Carneirinho estava no roçado, quis ir lá, mas, o Aldemir me advertiu que eram duas horas a pé pra ir e voltar! Vamos esperar, já basta o desafio de amanhã. Yuan filho mais novo do Carneirinho roteou pra mim a internet 4g da TIM que existe na Vila. Depois de dois dias de barco pra chegar na restauração, tudo já não parecia mais tão distante. Aldemir voltou pra trás antes do Carneirinho chegar! Yuan me fez companhia e respondia pacientemente todas as minhas indagações.


Carneirinho chegou pouco antes do almoço, trouxe mamão e abacaxi do roçado. Foi chamar uma filha na casa ao lado para preparar uma galinha caipira pro almoço. A esposa dele estava em Rio Branco num retorno ao médico. Mal terminei de comer e fomos atrás do Sorriso, após, combinarmos a viagem, me levaram para visitar a vila.


A vila mudou muito desde a última vez que fui por lá. Uma pracinha no centro e as calçadas de tijolos dão um charme à comunidade. Encontrei o barqueiro que iria nos levar de manhã até a barraquinha, ponto de saída para a caminhada até o Jordão! Falei que queria sair às 5h, ele sugeriu sairmos às 3h! O igarapé está seco e a viagem poderia demorar mais do que prevíamos. Olhei para o Sorriso que acenou com a cabeça. Combinado, saímos às 3h.

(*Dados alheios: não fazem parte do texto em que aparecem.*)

PR #479, opened 2025-08-11
[ATfE] Enable LLVM-libc tests in nightly

saturn691:
LLVM-libc tests can now be run for a lot of variants. This is experimental, however, there should be no reason why these tests won't run.

### DIFF
--- a/arm-software/embedded/scripts/test_llvmlibc.sh
+++ b/arm-software/embedded/scripts/test_llvmlibc.sh
@@ -6,7 +6,6 @@
 # SPDX-License-Identifier: Apache-2.0 WITH LLVM-exception
 
 # A bash script to run the LLVM-libc tests from the Arm Toolchain for Embedded.
-
 # This script should be deleted when the generic test.sh script works
 
 set -ex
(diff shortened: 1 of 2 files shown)


arm-software/embedded/scripts/test_llvmlibc.sh
```diff
@@ -0,0 +1,34 @@
...
+# The check-all target runs the upstream clang and LLVM tests,
+# which do not generate an junit xml results file by default.
+# Additionally setting the --xunit-xml-output option store the
+# results.
+export LIT_OPTS="--ignore-fail --xunit-xml-output=results.xml"
+ninja check-all
+
+# The llvm-toolchain targets already set --xunit-xml-output so
+# only the --ignore-fail option is needed.
+# The picolibc tests do not use lit so do not support this option.
```
dcandler: If this script is solely for llvmlibc, then it shouldn't still be referencing picolibc.

arm-software/embedded/scripts/test_llvmlibc.sh
```diff
@@ -0,0 +1,34 @@
...
+export LIT_OPTS="--ignore-fail"
+ninja check-llvm-toolchain
```
dcandler: `check-llvm-toolchain` currently runs the libc tests, the compiler-rt tests, and the ATfE lit tests. The compiler-rt tests are also disabled in llvmlibc builds, and the multilib tests fail. So it may be better just to run `check-llvmlibc` if that's the only suite expected to work.

voltur01 (approved):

Dona Carlandia nos chamou pra varanda e nos ofereceu uns Vips, mesmo com o calor, eu preferi um cafezinho. Um vendedor viajante que chupava um vip perguntou de onde eu era e o que fazia pelas bandas da restauração. Contei a todos que queria fazer a travessia de Marechal para Jordão de pés. Entre as risadas, os olhares me julgavam se conseguiria ou não concluir a empreitada.


Fui conhecer a família do Sorriso. Seu Israel e Dona Ana estavam na varandinha de madeira com os filhos mais novos tentando contato por telefone com uma filha que está morando em Cruzeiro do Sul. Enquanto bebia uma água gelada, alguns trabalhadores estavam no terreno fazendo medições. Reconheci o Adão, me contou da instalação de água que estão fazendo na vila. Dona Ana disse que a obra será mais uma benção de Deus.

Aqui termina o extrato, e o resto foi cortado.